Wherever a line of the data contains "better", copy that line.
***** Data records
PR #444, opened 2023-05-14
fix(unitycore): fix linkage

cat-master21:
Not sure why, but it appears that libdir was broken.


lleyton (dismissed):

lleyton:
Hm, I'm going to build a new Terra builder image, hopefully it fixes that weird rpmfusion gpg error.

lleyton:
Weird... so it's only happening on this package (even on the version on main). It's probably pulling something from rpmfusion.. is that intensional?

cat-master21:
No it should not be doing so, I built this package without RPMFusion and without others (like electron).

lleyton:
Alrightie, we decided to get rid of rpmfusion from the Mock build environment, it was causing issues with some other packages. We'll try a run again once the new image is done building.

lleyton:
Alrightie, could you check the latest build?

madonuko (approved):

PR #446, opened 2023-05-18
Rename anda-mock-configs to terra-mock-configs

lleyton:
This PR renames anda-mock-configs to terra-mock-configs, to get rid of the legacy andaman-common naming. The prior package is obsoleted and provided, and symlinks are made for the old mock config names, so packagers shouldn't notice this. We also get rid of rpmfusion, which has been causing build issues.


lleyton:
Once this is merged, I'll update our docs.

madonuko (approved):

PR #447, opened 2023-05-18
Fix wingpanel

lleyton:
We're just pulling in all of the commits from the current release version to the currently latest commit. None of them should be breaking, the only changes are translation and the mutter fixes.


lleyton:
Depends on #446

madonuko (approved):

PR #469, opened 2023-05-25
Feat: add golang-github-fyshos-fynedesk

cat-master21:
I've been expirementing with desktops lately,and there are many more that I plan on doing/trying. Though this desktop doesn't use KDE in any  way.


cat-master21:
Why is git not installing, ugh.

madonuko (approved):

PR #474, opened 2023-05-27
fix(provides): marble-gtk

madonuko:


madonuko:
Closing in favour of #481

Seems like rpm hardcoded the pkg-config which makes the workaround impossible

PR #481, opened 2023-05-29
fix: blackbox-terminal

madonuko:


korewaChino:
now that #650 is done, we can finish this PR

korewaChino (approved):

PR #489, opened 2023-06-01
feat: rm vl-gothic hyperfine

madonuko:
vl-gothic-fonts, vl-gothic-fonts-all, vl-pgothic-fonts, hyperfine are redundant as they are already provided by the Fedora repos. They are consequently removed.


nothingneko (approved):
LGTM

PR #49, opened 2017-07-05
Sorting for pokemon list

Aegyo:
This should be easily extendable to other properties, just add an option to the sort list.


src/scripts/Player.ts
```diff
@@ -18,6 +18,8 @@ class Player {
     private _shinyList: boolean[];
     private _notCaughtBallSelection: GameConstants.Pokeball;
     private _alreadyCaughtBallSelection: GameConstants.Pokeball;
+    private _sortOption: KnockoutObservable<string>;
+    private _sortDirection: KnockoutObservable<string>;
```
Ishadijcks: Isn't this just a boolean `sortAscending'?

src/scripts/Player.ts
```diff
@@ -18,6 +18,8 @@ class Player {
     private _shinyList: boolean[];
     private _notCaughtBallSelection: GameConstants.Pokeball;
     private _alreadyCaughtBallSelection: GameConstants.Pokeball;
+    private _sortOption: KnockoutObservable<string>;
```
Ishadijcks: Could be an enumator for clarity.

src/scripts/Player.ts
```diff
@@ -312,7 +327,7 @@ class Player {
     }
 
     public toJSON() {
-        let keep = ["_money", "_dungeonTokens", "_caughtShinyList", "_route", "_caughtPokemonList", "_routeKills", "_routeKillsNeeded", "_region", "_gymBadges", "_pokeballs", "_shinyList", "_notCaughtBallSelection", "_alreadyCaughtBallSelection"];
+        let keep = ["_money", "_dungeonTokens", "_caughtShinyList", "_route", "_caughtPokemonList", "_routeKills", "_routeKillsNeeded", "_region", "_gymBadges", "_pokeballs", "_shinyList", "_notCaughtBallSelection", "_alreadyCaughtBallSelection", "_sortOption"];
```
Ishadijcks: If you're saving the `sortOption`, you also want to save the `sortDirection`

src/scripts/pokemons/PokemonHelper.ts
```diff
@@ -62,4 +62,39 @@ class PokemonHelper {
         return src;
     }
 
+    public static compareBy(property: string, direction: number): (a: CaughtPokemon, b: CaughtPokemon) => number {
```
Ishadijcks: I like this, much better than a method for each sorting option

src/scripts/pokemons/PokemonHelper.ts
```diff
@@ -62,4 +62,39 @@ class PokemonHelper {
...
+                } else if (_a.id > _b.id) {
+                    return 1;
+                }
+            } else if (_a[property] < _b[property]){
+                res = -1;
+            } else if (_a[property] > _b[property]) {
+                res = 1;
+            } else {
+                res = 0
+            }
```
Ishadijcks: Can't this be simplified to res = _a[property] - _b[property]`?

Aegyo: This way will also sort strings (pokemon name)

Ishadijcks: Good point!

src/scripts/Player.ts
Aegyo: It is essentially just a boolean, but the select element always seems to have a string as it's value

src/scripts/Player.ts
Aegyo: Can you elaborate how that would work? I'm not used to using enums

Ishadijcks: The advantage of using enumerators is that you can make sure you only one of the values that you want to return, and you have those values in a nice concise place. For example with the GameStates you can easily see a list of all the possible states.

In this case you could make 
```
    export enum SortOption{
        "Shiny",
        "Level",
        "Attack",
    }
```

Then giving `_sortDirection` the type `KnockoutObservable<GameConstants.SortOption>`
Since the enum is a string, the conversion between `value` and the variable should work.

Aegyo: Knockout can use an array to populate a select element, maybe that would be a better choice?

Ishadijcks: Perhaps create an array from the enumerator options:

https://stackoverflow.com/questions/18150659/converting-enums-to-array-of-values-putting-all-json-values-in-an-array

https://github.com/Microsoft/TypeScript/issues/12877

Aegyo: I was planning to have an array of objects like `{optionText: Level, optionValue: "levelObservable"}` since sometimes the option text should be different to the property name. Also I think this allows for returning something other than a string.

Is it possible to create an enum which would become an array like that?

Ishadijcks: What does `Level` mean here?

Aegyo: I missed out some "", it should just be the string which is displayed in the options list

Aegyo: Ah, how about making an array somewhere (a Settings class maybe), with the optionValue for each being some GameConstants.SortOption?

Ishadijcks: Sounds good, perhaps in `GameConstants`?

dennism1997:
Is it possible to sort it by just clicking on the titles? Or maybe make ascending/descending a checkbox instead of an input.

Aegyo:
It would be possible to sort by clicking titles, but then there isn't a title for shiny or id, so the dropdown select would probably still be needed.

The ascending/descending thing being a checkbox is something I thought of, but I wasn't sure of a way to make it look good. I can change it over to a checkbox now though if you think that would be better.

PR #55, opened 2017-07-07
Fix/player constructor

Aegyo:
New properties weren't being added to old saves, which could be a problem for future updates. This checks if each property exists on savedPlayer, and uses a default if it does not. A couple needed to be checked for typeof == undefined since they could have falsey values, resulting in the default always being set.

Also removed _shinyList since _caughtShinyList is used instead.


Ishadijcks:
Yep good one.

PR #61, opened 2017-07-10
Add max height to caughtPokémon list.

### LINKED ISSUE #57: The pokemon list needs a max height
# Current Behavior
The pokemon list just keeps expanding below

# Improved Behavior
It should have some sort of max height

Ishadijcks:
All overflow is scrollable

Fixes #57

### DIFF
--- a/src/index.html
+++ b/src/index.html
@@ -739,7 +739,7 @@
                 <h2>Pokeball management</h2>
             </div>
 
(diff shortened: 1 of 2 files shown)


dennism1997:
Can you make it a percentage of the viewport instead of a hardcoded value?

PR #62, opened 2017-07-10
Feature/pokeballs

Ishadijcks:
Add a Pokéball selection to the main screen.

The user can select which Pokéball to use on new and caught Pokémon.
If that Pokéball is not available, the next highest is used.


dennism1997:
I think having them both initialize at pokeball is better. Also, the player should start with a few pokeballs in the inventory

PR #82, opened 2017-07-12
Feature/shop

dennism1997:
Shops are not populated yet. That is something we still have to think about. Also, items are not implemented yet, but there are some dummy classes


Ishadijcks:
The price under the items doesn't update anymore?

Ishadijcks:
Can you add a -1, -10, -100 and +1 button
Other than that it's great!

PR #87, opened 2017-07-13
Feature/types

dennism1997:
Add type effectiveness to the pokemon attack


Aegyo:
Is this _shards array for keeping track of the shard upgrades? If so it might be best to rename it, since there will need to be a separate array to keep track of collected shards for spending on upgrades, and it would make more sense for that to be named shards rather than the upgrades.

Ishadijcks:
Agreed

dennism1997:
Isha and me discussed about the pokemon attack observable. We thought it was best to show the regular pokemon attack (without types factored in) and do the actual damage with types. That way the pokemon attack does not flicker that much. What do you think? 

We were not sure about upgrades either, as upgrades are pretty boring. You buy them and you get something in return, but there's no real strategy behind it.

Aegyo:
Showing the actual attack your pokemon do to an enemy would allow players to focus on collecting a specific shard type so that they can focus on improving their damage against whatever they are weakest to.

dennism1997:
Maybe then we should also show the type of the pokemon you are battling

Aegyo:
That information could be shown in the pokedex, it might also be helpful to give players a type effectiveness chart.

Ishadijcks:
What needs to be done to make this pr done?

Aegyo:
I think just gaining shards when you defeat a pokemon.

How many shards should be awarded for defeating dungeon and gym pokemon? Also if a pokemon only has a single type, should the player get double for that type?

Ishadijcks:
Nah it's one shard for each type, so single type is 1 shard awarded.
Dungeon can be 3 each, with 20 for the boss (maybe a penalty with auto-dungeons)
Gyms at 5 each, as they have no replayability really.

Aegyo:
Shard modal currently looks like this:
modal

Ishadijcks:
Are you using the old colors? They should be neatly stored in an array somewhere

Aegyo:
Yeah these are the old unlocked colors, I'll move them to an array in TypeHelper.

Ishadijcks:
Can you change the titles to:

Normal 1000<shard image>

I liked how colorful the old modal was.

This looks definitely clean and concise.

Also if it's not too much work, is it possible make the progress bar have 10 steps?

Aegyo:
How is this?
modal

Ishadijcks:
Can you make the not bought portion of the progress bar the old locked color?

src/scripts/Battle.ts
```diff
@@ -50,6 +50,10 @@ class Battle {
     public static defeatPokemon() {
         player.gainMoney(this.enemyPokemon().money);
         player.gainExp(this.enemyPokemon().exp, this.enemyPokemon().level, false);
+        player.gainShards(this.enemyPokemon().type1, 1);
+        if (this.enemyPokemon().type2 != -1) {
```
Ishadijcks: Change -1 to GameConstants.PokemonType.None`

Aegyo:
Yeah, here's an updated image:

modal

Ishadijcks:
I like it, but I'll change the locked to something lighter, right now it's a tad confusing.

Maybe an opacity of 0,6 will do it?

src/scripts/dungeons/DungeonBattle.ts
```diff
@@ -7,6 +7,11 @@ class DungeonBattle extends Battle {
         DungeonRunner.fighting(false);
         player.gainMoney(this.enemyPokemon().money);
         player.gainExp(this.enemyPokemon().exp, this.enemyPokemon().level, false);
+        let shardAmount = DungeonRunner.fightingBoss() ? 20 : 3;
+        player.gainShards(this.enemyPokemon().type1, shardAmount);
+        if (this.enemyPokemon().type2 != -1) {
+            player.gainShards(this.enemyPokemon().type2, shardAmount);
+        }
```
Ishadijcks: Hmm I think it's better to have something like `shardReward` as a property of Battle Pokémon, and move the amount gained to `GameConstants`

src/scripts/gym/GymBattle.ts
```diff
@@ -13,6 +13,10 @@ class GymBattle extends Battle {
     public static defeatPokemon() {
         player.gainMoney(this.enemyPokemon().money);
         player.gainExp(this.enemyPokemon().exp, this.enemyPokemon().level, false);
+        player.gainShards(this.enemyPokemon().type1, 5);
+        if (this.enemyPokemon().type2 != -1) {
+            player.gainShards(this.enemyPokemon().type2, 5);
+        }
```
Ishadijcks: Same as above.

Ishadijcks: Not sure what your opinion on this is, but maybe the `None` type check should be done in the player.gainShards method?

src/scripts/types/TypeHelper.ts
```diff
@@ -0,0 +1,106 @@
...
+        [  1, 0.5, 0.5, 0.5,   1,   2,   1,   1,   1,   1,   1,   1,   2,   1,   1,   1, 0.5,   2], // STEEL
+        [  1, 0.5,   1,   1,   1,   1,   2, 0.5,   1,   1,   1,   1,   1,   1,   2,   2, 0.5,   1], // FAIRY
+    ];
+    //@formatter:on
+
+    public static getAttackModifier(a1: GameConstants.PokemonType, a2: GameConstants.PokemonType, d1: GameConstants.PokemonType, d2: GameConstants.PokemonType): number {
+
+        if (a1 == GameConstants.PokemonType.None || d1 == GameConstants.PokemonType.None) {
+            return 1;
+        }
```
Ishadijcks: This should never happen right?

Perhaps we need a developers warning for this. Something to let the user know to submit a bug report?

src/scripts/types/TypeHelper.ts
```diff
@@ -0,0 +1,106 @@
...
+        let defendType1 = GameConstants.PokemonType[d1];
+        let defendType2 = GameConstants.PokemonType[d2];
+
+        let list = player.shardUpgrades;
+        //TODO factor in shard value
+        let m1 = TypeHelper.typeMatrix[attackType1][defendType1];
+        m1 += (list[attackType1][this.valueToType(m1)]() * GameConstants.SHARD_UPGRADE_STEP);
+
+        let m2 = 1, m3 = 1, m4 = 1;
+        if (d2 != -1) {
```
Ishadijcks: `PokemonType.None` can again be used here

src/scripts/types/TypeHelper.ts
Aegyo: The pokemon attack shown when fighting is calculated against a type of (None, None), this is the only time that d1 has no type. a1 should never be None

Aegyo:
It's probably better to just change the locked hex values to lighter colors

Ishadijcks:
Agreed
**********
Response to this exercise
Ishadijcks: I like this, much better than a method for each sorting option
Aegyo: Knockout can use an array to populate a select element, maybe that would be a better choice?
The ascending/descending thing being a checkbox is something I thought of, but I wasn't sure of a way to make it look good. I can change it over to a checkbox now though if you think that would be better.
I think having them both initialize at pokeball is better. Also, the player should start with a few pokeballs in the inventory
Ishadijcks: Hmm I think it's better to have something like `shardReward` as a property of Battle Pokémon, and move the amount gained to `GameConstants`
It's probably better to just change the locked hex values to lighter colors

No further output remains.